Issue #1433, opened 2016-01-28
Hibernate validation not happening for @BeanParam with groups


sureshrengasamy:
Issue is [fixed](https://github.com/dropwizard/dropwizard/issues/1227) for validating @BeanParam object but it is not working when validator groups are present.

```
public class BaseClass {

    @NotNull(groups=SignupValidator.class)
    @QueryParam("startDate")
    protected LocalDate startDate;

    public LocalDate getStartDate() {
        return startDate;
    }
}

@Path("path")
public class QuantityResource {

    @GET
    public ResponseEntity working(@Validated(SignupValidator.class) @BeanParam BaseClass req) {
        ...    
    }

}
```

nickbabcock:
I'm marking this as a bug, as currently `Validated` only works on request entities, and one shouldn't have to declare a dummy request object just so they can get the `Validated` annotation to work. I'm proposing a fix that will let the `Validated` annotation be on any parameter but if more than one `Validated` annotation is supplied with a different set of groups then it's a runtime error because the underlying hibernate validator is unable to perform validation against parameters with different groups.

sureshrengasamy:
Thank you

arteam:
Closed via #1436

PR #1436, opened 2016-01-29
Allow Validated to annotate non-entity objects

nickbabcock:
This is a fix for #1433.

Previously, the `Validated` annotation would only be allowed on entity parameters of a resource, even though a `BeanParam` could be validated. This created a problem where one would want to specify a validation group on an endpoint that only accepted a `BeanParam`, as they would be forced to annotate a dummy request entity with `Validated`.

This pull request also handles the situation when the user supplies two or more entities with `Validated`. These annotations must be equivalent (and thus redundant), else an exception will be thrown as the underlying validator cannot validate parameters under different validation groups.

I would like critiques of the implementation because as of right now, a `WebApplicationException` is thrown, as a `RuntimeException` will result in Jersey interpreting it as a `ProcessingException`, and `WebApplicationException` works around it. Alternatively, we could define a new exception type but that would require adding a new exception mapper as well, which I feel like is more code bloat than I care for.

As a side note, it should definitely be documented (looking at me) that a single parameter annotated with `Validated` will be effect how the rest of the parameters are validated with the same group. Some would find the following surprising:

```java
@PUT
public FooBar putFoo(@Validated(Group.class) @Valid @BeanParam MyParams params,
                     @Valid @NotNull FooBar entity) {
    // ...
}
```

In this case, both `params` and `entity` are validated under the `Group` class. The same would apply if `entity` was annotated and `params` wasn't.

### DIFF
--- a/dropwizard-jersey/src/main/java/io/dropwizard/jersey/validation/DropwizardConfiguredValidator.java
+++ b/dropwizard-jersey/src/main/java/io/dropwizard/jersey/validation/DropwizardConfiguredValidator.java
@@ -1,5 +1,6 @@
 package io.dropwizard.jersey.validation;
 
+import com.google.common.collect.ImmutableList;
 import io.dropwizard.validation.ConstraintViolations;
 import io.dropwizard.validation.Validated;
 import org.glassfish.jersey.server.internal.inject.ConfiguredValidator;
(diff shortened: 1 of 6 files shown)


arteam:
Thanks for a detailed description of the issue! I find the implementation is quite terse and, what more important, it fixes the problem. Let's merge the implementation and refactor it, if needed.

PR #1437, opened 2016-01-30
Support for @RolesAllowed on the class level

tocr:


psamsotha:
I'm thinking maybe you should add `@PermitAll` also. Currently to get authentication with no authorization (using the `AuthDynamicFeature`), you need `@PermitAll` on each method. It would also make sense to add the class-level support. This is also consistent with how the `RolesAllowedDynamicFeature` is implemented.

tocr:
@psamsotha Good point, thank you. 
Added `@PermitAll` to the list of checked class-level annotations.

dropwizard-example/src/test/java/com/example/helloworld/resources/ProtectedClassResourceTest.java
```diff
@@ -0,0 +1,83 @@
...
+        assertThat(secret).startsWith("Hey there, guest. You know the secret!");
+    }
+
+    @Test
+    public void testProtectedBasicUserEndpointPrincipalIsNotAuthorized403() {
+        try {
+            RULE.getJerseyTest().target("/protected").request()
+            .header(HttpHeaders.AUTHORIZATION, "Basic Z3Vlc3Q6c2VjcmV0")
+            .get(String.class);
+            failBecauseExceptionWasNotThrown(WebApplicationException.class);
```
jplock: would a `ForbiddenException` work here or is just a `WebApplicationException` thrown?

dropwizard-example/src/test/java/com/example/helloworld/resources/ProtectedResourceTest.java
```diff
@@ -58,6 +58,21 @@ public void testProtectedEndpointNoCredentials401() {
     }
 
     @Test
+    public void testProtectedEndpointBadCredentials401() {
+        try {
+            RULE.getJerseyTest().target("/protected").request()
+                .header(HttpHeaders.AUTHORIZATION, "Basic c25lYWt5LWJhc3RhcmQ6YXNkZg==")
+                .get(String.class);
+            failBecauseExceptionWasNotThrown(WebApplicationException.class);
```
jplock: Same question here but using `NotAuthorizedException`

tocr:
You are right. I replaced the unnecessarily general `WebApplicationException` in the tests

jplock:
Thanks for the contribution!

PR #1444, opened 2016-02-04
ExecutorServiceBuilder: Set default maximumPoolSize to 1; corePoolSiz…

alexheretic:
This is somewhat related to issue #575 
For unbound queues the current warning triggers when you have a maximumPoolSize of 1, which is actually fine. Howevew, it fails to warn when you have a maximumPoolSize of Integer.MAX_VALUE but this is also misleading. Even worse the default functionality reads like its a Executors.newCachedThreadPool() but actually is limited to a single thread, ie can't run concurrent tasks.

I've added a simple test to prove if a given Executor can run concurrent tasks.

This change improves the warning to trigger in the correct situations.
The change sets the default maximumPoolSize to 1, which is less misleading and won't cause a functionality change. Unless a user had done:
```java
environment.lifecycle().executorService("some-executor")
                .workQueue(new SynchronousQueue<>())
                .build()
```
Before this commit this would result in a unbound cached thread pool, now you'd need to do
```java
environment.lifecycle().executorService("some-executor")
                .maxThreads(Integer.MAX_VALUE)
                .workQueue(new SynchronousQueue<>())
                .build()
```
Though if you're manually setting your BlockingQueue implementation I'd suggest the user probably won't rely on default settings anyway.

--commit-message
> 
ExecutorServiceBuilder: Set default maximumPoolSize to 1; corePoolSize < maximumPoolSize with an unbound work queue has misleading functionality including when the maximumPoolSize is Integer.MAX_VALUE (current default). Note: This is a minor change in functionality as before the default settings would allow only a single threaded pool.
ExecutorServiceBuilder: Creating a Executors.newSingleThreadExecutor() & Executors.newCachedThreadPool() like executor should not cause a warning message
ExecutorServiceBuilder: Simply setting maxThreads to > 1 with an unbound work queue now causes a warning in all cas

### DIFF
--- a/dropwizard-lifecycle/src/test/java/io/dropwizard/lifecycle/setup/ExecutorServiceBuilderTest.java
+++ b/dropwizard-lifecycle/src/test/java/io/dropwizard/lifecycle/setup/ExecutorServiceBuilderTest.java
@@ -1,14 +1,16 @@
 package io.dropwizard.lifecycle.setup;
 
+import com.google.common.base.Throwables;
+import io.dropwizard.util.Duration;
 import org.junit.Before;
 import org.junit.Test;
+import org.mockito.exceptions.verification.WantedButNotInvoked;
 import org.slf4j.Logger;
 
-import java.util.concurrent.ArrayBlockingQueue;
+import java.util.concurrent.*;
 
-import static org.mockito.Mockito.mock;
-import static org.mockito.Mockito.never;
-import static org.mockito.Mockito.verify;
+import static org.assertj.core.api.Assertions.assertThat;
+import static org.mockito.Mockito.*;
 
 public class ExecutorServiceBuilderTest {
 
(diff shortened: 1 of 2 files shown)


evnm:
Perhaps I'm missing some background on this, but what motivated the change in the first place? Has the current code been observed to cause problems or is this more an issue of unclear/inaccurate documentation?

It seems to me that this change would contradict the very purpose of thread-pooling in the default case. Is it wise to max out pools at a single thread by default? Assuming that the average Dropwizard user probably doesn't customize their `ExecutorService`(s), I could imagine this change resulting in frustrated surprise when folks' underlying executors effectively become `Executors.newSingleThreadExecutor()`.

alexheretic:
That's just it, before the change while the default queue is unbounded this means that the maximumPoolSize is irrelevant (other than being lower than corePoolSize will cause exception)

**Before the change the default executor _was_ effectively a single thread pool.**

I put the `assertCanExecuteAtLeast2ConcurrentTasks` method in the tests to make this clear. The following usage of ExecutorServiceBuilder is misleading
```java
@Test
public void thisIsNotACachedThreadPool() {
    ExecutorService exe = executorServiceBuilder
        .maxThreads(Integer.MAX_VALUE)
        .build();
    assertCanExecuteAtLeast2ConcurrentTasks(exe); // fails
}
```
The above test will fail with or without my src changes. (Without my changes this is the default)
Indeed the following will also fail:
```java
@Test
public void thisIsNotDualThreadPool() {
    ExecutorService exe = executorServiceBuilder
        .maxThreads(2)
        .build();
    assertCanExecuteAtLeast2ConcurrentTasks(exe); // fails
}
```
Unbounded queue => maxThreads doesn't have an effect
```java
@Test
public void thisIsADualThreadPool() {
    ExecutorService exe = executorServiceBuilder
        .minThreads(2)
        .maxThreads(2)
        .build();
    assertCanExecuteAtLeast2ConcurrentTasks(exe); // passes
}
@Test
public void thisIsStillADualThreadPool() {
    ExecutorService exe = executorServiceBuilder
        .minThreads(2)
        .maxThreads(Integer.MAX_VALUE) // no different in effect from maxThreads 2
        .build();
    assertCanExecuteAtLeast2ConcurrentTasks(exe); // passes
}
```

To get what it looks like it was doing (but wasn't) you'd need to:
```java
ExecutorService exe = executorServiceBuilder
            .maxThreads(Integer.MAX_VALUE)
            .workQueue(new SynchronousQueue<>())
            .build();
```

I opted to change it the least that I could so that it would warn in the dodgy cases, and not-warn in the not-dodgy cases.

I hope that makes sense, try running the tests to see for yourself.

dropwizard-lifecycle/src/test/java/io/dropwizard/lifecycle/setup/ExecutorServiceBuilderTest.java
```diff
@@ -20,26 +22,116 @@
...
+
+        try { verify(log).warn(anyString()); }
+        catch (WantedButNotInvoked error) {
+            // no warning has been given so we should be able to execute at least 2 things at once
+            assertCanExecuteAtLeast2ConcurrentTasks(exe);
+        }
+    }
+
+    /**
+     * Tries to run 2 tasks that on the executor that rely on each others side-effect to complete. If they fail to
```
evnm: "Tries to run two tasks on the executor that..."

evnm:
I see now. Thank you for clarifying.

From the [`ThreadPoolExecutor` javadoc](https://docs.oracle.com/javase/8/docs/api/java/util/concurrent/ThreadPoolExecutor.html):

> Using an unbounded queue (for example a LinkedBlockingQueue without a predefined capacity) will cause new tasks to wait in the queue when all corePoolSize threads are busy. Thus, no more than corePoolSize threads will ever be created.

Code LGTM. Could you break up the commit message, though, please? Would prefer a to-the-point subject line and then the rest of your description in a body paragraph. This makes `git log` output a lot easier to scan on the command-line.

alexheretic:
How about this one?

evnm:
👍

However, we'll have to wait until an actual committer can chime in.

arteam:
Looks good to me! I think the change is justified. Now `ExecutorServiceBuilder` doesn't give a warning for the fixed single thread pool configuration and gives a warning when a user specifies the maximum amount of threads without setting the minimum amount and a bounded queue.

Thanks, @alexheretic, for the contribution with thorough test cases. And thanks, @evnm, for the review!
◆ ◆ ◆ ◆
→ **Required action**: Return all lines in the data that include the word "tests".

→ **Exercise result**:
You are right. I replaced the unnecessarily general `WebApplicationException` in the tests
I put the `assertCanExecuteAtLeast2ConcurrentTasks` method in the tests to make this clear. The following usage of ExecutorServiceBuilder is misleading
I hope that makes sense, try running the tests to see for yourself.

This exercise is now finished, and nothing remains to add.